Asked about the news from El País, Richard Roth, an attorney for the Americans, told The Dissenter that this appeared to be “just another excuse” by the U.S. government.

“[The U.S.] did not respond before the action was commenced in New York,” Roth noted. “I suspect that it will not respond after as well.”

Indeed, there is little incentive for the Justice Department to provide any information to the Spanish high court—especially if the CIA succeeds in thwarting the lawsuit by disingenuously claiming that “national security” would be at risk if any involvement in the operation was officially denied or confirmed.

CIA director Bill Burns submitted a “classified declaration” in April that “fully defines the scope of information” at issue and “explains the harm that reasonably could be expected to result from the unauthorized disclosure of classified information.”

In May, on behalf of the four Americans, Roth responded, “This case does not concern terroristic threats to destroy America that were uncovered through technology or a program that must never be disclosed or else the threat will succeed.”

“Rather, this case is about the CIA searching and seizing cell phones and laptops of respected American lawyers and journalists, who committed no crime, and who have now stood up against loss of liberties and the government’s intrusion into their private lives by copying the contents of their cell phones and laptops.”

Roth also contended that “any claim that national security [would] be harmed must be met skeptically by this court given that the facts in this case are not a ‘secret’ as they have already been the subject of testimony in court proceedings in England and Spain, and widely reported by the press.”

Judge Koeltl has yet to rule on the “state secrets” claim from the CIA.

The case before the Spanish high court began in 2019 and was the result of an explosive report from El País in April 2019. Assange had just been expelled from Ecuador’s London embassy, arrested by British police and detained at Belmarsh prison at the behest of the U.S. government.

Morales was subsequently charged by the Spanish high court with committing privacy offenses related to the espionage operation. As with the lawsuit in the United States, the U.S. government has protected the CIA and frustrated the court at every turn.

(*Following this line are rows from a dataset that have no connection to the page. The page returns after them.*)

PR #1399, opened 2021-04-20
View change with f replicas collected stable checkpoint

HristoStaykov:
This test is a recreation of a infinite View Change scenario, where we have only F Replicas that have gathered a Stable Checkpoint. This causes disagreement in the computed Restrictions for the previous View's Working Window and View Change is never finalized.

### DIFF
--- a/tests/apollo/test_skvbc_chaotic_startup.py
+++ b/tests/apollo/test_skvbc_chaotic_startup.py
@@ -22,6 +22,8 @@ from util.bft import with_trio, with_bft_network, with_constant_load, KEY_FILE_P
 from util import bft_network_partitioning as net
 from util import eliot_logging as log
 
+from util import skvbc as kvbc
+
 def start_replica_cmd(builddir, replica_id, view_change_timeout_milli="10000"):
     """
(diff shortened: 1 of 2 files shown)


f-squirrel:
@HristoStaykov , what an amazing way to document issues that are hard to reproduce!

teoparvanov (approved):
Awesome, thanks @HristoStaykov !

tests/apollo/test_skvbc_chaotic_startup.py
```diff
@@ -48,6 +50,99 @@ class SkvbcChaoticStartupTest(unittest.TestCase):
 
     __test__ = False  # so that PyTest ignores this test scenario
 
+    @unittest.skip("Edge case scenario - not part of CI")
```
teoparvanov, line 53: can you also specify the BC-XXXX ticket number that this test allows to reproduce?

f-squirrel: AFAIK, the approach is to avoid mentioning ticket numbers since they are not public.

PR #1400, opened 2021-04-20
PreProcessor pushes a wrong message to ReplicaImp

yuliasherman:
Before pushing a message to ReplicaImp (e.g when it has already been executed), PreProcessor has to convert ClientPreProcessRequest to ClientRequest, otherwise, it will return again to PreProcessor as it has a registered message handler for it.


teoparvanov (approved):
LGTM, thanks Yulia!

PR #1403, opened 2021-04-21
ConcordClient: Service interface

robem:
With this change, we publish the future interface for the Concord Client
service. In short, Concord Client service is a wrapper around the Concord
Client library which includes a pool of bft clients and a subscription
mechanism. Concord Client and its components will be introduced and documented
in future changes.


andrewjstone (approved):
Looks great. This is the result of a lot of teamwork. The simplicity hides the effort that went in here, and I think that's exactly what we wanted :)

PR #1404, opened 2021-04-22
SigManager: (temporary patch) - move instance definition to another file

glevkovich:
This is a temporary patch. Task BC-8242 should revert after solving the
the issue in the right way.

Since some external modules, such as concord external client, include
all concord bftengine (core) header files - linker will look to the
instance definition, which is in SigManager.cpp before the change.
Here we must move Signature Manager static instance_ definition a new
commonplace - SimpleClientimp.cpp. This file is also compiled
by the external client.


Liorgal28 (approved):
LGTM

PR #1405, opened 2021-04-22
Move static declaration to getInstance

yontyon:


bftengine/src/bftengine/SigManager.cpp
```diff
@@ -88,23 +86,17 @@ SigManager* SigManager::init(ReplicaId myId,
...
+                            mySigPrivateKey,
+                            publicKeysOfReplicas,
+                            replicasKeysFormat,
+                            publicKeysOfClients,
+                            clientsKeysFormat,
+                            numReplicas,
+                            numRoReplicas,
+                            numOfClientProxies,
+                            numOfExternalClients);
+  return SigManager::getInstance(sm);
```
toly-kournik, line 99: We use the `instance()` everywhere

glevkovich: @toly-kournik , I will rename it in another dedicated PR.
I suggest keeping this name as-is for now, this modification is urgent.

glevkovich (approved):

PR #1407, opened 2021-04-22
Several fixes related to the client batching feature

yuliasherman:
1. Use isClientRequestInProcess instead of canBecomePending to define if a request is in process by ReplicaImp
2. As batched client requests don't have a correct senderId, use ClientBatchRequestMsg senderId to identify that a message was forwarded by a non-primary replica.
3. Don't resend replies to the client for messages forwarded by non-primary replicas.

### DIFF
--- a/bftengine/src/preprocessor/PreProcessor.cpp
+++ b/bftengine/src/preprocessor/PreProcessor.cpp
@@ -267,6 +267,7 @@ void PreProcessor::updateAggregatorAndDumpMetrics() {
 }
 
 void PreProcessor::sendCancelPreProcessRequestMsg(const ClientPreProcessReqMsgUniquePtr &clientReqMsg,
+                                                  NodeIdType destId,
                                                   uint16_t reqOffsetInBatch,
                                                   uint64_t reqRetryId) {
   const auto clientId = clientReqMsg->clientProxyId();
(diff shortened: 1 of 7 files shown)


teoparvanov (approved):
LGTM, thanks Yulia!

bftengine/src/preprocessor/PreProcessor.cpp
```diff
@@ -471,6 +477,7 @@ void PreProcessor::onMessage<ClientBatchRequestMsg>(ClientBatchRequestMsg *msg)
 // Non-primary replica request handling
 template <>
 void PreProcessor::onMessage<PreProcessRequestMsg>(PreProcessRequestMsg *msg) {
+  concord::diagnostics::TimeRecorder scoped_timer(*histograms_.onPreProcessRequestMsg);
```
andrewjstone, line 480: Is this histogram updated from multiple threads? If so, this should be changed to use the atomic variant with `TimeRecorder<true>`.

yuliasherman: It is always called from IncomingMsgsStorage context, which is alone. Thanks for the reminder!

andrewjstone: Cool. Thanks :)

PR #1408, opened 2021-04-22
Fix span context extraction from ClientPreProcessRequestMsg

f-squirrel:
The calculation of the position of span context is based on the size of
`MessageType::Header`.

Most of the message headers look like this:
```
struct Header {
MessageBase::Header header;
MessageSpecific field1;
...
MessageSpecific fieldN;
};
```
However, `Client*Request` messages have a special declaration of headers where
`MessageBase:Header` is embedded into a `Client*Request`' message struct.  This
requires a template specialization for the function `sizeOfHeader`.

Since `ClientPreProcessRequestMsg` did not have it,
`sizeOfHeader<ClientPreProcessRequestMsg>` would return 6 (the size of
`MessageBase::Header`) instead of 35 (the size of `ClientRequestMsgHeader`).

Changes:
- Added the specialization for `ClientPreProcessRequestMsg`.
- Added unit tests.


yuliasherman (approved):
LGTM! Thanks for fixing that.

teoparvanov (approved):
Awesome, thanks Dima!

PR #1409, opened 2021-04-22
Docker image update to version 0.22

andrewjstone:
This MR adds support for the latest version of ASIO. ASIO comes in two
flavors: standalone, and packaged with boost. We include the standalone
here to allow independent upgrade of ASIO without upgrading boost. Boost
touches not only things in concord-bft, but also upstream, and so
updgrading it is a bigger effort.

The immediate use case for ASIO is to support multi-threaded TLS which will come
in a follow up commit.


f-squirrel:
The migration to the standalone version of ASIO seems to be a serious change. I'd expect it to be discussed in a wider forum.

* Why can we not just update the boost? The upgrade of boost is something that we'll have to do anyway. So why postpone it?
* Are the two versions of ASIO interchangeable?
* Is the standalone version as popular and frequently reviewed as the one from boost?

f-squirrel (approved):
Thank you @andrewjstone for the clarification!

andrewjstone:
> Thank you @andrewjstone for the clarification!

Thanks for listening @f-squirrel :)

El País reported that one Spanish judge “requested information about the IP addresses of the computers or other networked devices that allegedly connected from American soil to a server held by the private security firm UC Global at its headquarters in the southern Spanish city of Jerez de la Frontera.”

Testimony from former UC Global workers and email evidence suggest that U.S. intelligence services had access to this server, which contained video and audio recordings captured by cameras in Ecuador’s London embassy. However, instead of answering the requests, U.S. prosecutors demanded to know “real facts and the sources of the fact”—including the identities of anonymous whistleblowers.

“Since then,” according to El País, “silence has been the defining attitude of the U.S. Administration to the judicial assistance requests sent by the Spanish judge regarding statements by witnesses such as Pompeo or William Evanina, former head of Counterintelligence, or about the information gathered by the Senate Intelligence Committee that investigated the case, or statements by American victims of the spying, among other proceedings.”